Zhang [17] used an unsupervised deep learning model to identify the language and dialect identification. He used 4-way dialects of Chinese language for this purpose. They extracted unsupervised features and trained with phonetic labels after that auto encoder model to process the features extracted. The authors implemented LID using pitch and syllable time and achieved good results in the study [18] and compare the different approaches on telephonic speech to LID [19].

The authors designed LID using spectral features and their frequency with VQ, GMM and HMM for OGI database languages and some Indian languages [20, 21].

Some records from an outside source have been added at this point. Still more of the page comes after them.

PR #1261, opened 2018-11-28
openstack: handle missing user "enabled" attribute

ktdreyer:
### Description

Keystone may not always return an "enabled" attribute for a user account. Prior to this change, we could crash if we queried a user that lacked an "enabled" attribute. Gracefully handle this case by setting "enabled" to None.

### Status

- done, ready for review

- [x] Documentation

### DIFF
--- a/libcloud/test/common/test_openstack_identity.py
+++ b/libcloud/test/common/test_openstack_identity.py
@@ -379,6 +379,12 @@ class OpenStackIdentity_3_0_ConnectionTests(unittest.TestCase):
         self.assertEqual(user.name, 'userwithoutemail')
         self.assertEqual(user.email, None)
 
+    def test_get_user_without_enabled(self):
+        user = self.auth_instance.get_user(user_id='c')
+        self.assertEqual(user.id, 'c')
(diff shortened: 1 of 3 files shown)


libcloud/test/common/test_openstack_identity.py
```diff
@@ -379,6 +379,12 @@ def test_get_user_without_email(self):
         self.assertEqual(user.name, 'userwithoutemail')
         self.assertEqual(user.email, None)
 
+    def test_get_user_without_enabled(self):
+        user = self.auth_instance.get_user(user_id='c')
+        self.assertEqual(user.id, 'c')
+        self.assertEqual(user.name, 'userwithoutenabled')
+        self.assertEqual(user.enabled, None)
```
vdloo, line 386: you could have done `self.assertIsNone` here

vdloo:

libcloud/test/common/test_openstack_identity.py
ktdreyer: @vdloo thank you for catching this!

I've globally switched this out for `assertIsNone` in https://github.com/apache/libcloud/pull/1264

Ma et al. [22] used small speech utterances for intelligent vehicle controlling. The controlling of vehicle almost requires small speech sample but small speech signals not enough to extract the required features. So, authors used LSTM to extract the enough features from speech. They trained the speech feature but using LSTM NN model. To increase the accuracy and remove the unvoiced speech they used TSM method on AP17-OLR database. Bartz et al. [23] designed using convolution recurrent neural networks (CRNN) and the performance is compared with different approaches.

3. Feature Extraction

Feature extraction is a major step to recognition of any pattern like language, dialect, speaker from speech utterances etc. from speech signal. The performance of proposed system depends on feature vectors, the selection of feature vectors and some other parameters of features are very important to get good and significant results.

In case of language identification, the selection of feature vectors must discriminate the content of speech i.e. phoneme, sequence of phoneme and frequency of phoneme and as well as energy and pitch of vocal tract.

According research survey, the frequency of phoneme is different in Indian language is different and also pitch and energy of speech signal of Indian language speaker may vary.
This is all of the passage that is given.